Live from SKIP Summit in Scottsdale, Tyler sits down with Amanda and Frank Lorenz, Bar-B-Clean franchise owners in the East Valley of Arizona. They’re a married couple, both still in full-time careers, who set out to buy anything but a franchise … and ended up owning four Bar-B-Clean territories.
In this conversation, they walk through how they went from “absolutely not a franchise” to building a growing grill cleaning and repair franchise that’s on track to eventually replace Frank’s corporate banking job.
Both Amanda and Frank still work full-time.

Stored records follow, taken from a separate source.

PR #19585, opened 2026-03-03
cl/p2p, cl/sentinel: fix DISCV5 ENR missing IP when discovery address is unspecified

### LINKED ISSUE #19576: caplin: discovery advertises /ip6/<nil>/ when IPv6 host address is misconfigured, silently breaking peer discovery
# Description

## Summary

When a server has an invalid or misconfigured IPv6 address (specifically when the interface has a network address with zero host part, e.g. `2001:db8:1:2::` instead of `2001:db8:1:2::1`), Caplin's DISCV5 discovery silently advertises broken `/ip6/<nil>/` addresses in the node identity. This makes the node effectively undiscoverable by other peers on the network, resulting in very low peer counts, missed block propagation, and orphaned blocks.

---

## Environment

- **Erigon version:** v3.3.8
- **Network:** Chiado (Gnosis testnet)
- **OS:** Ubuntu (bare metal)
- **Mode:** Archive node with integrated Caplin

---

## Steps to Reproduce

1. Provision a server where the IPv6 interface has a network address with zero host part:
```
inet6 2001:db8:1:2::/64 scope global
```
This can happen with misconfigured netplan:
```yaml
addresses:
  - "2001:db8:1:2::/64"   # network address, no host part
```

2. Start Erigon with Caplin on Chiado network

3. Query node identity:
```bash
curl -s http://localhost:5555/eth/v1/node/identity | jq .
```

---

## Observed Behavior

```json
{
  "data": {
    "discovery_addresses": [
      "/ip6/<nil>/tcp/4001/p2p/16Uiu2HAm...",
      "/ip6/<nil>/udp/4000/p2p/16Uiu2HAm..."
    ],
    "p2p_addresses": [
      "/ip4/203.0.113.1/tcp/4001/16Uiu2HAm..."
    ]
  }
}
```

`discovery_addresses` contains `/ip6/<nil>/` — an invalid address that other nodes cannot connect to. Note that `p2p_addresses` correctly shows IPv4, so the issue is isolated to the DISCV5 discovery layer.

---

## Expected Behavior

Caplin should handle the case where no valid global IPv6 address is available and either:

**Option A — Preferred:** Fall back gracefully to IPv4-only discovery addresses:
```json
"discovery_addresses": [
  "/ip4/203.0.113.1/tcp/9000/p2p/16Uiu2HAm...",
  "/ip4/203.0.113.1/udp/9000/p2p/16Uiu2HAm..."
]
```

**Option B:** Log a clear warning indicating that no valid IPv6 address was found and IPv6 discovery is disabled, rather than silently advertising `<nil>`.

---

## Impact

- Node is effectively **undiscoverable** by other peers via DISCV5
- Peer count stays at 0-2 (outbound only, no inbound connections)
- On networks with short slot times (Chiado: 5 seconds, Gnosis: 5 seconds) this leads to:
  - Poor block propagation
  - Orphaned/missed blocks
  - Near-zero gas in produced blocks (no transactions received from peers)
- The issue is **completely silent** — no error or warning is logged

---

## Workaround

Two steps required:

**1. Fix the IPv6 host address** in netplan:
```yaml
addresses:
  - "2001:db8:1:2::1/64"   # correct — ::1 host part
```

**2. Use correct Caplin config parameter names** (note: `sentinel.*` keys are silently ignored):
```yaml
caplin.discovery.addr: "203.0.113.1"
caplin.discovery.port: 9000
caplin.discovery.tcpport: 9000
```

After applying both fixes, node identity correctly shows:
```json
"discovery_addresses": [
  "/ip4/203.0.113.1/tcp/9000/p2p/16Uiu2HAm...",
  "/ip4/203.0.113.1/udp/9000/p2p/16Uiu2HAm..."
]
```
Peer count immediately improved from 1-2 to 5+ peers.

---

## Additional Finding: Silent Config Key Ignore

Related issue discovered during investigation: Erigon silently ignores unknown or incorrectly named config file keys. Specifically, `sentinel.addr` and `sentinel.port` are ignored without any warning, while the correct keys are `caplin.discovery.addr`, `caplin.discovery.port`, and `caplin.discovery.tcpport`.

A warning log when an unrecognized config key is encountered would significantly help operators diagnose misconfiguration.

---

## Suggested Fix

In the Caplin DISCV5 initialization code, when building discovery addresses:

1. Check if the resolved IPv6 address is `nil` or the zero address (`::`)
2. If so, skip IPv6 discovery address entirely and log a warning
3. Ensure at least IPv4 discovery address is always advertised when `caplin.discovery.addr` is set to a valid IPv4

---

## References

- Beacon API endpoint used for diagnosis: `GET /eth/v1/node/identity`
- Affected config parameters: `caplin.discovery.addr`, `caplin.discovery.port`, `caplin.discovery.tcpport`
- Erigon help output confirms correct parameter names: `erigon --help | grep caplin`

lystopad:
## Summary
- Fix ENR having no IP address when `caplin.discovery.addr` is not explicitly set (defaults to `0.0.0.0`), making the node undiscoverable via DISCV5
- Auto-detect the outbound IP from the OS routing table when the configured discovery address is unspecified (`0.0.0.0` or `::`)
- Add nil-guard in `Identity()` to prevent panic when ENR has no IP (defensive check)

## Test plan
- [x] Tested on Chiado network — node reaches chain tip and produces blocks
- [x] Without `--caplin.discovery.addr`: outbound IP auto-detected, ENR and `discovery_addresses` populated correctly
- [x] With explicit `--caplin.discovery.addr`: works as before, no warning logged
- [x] `make lint && make erigon` pass clean

Fixes #19576

Generated with Claude Code

### DIFF
--- a/.github/workflows/scripts/run_rpc_tests_ethereum.sh
+++ b/.github/workflows/scripts/run_rpc_tests_ethereum.sh
@@ -11,8 +11,6 @@ DISABLED_TEST_LIST=(
   # Failing after the PR https://github.com/erigontech/erigon/pull/13617 that fixed this incompatibility
   # issues https://hive.pectra-devnet-5.ethpandaops.io/suite.html?suiteid=1738266984-51ae1a2f376e5de5e9ba68f034f80e32.json&suitename=rpc-compat
   net_listening/test_1.json
-  # Erigon2 and Erigon3 never supported this api methods
-  trace_rawTransaction
   # Temporary disable required block 24298763
   debug_traceBlockByNumber/test_51.json
   # to investigate
@@ -43,4 +41,4 @@ DISABLED_TEST_LIST=(
 DISABLED_TESTS=$(IFS=,; echo "${DISABLED_TEST_LIST[*]}")
 
 # Call the main test runner script with the required and optional parameters
-"$(dirname "$0")/run_rpc_tests.sh" mainnet v1.119.0 "$DISABLED_TESTS" "$WORKSPACE" "$RESULT_DIR"
+"$(dirname "$0")/run_rpc_tests.sh" mainnet v1.120.0 "$DISABLED_TESTS" "$WORKSPACE" "$RESULT_DIR"
--- a/.github/workflows/scripts/run_rpc_tests_ethereum_latest.sh
+++ b/.github/workflows/scripts/run_rpc_tests_ethereum_latest.sh
@@ -34,4 +34,4 @@ DISABLED_TEST_LIST=(
 DISABLED_TESTS=$(IFS=,; echo "${DISABLED_TEST_LIST[*]}")
 
 # Call the main test runner script with the required and optional parameters
-"$(dirname "$0")/run_rpc_tests.sh" mainnet v1.119.0 "$DISABLED_TESTS" "$WORKSPACE" "$RESULT_DIR" "latest" "$REFERENCE_HOST" "do-not-compare-error-message" "$DUMP_RESPONSE"
+"$(dirname "$0")/run_rpc_tests.sh" mainnet v1.120.0 "$DISABLED_TESTS" "$WORKSPACE" "$RESULT_DIR" "latest" "$REFERENCE_HOST" "do-not-compare-error-message" "$DUMP_RESPONSE"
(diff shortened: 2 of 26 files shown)


Giulio2002:
let's wait for Kewei's approval

domiwei (approved):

Here’s how they make it work:
Group text threads with each technician
Whoever can respond first, responds
Nightly “power hours” to handle emails, parts ordering and follow-ups
Clear division of responsibilities – but both can step into any role
They’re also intentional about systems:
Started with whiteboards in the home office
Graduated into more tech-enabled follow-up and tracking
Documented scripts, processes and workflows as they learned
At first, Amanda was nervous seeing other grill cleaning companies in local magazines – she thought Bar-B-Clean was totally unique.
Now? She loves competition.
It proves the service category is real
It increases consumer awareness of the need
It validates that people are willing to pay for grill cleaning and repair
One of their biggest “we’re really onto something” moments came at a multi-housing trade show where they showcased their services to property managers, HOAs and maintenance directors.
They set up a basic booth and raffled off a pizza oven (a tip from another franchisee) and the results were great.
People lined up saying, “I need this. When can you come out?”
Major management companies they’d been trying to reach came straight to them
Their raffle box overflowed with leads
Amanda opened an ad for technicians from the booth because demand was so strong.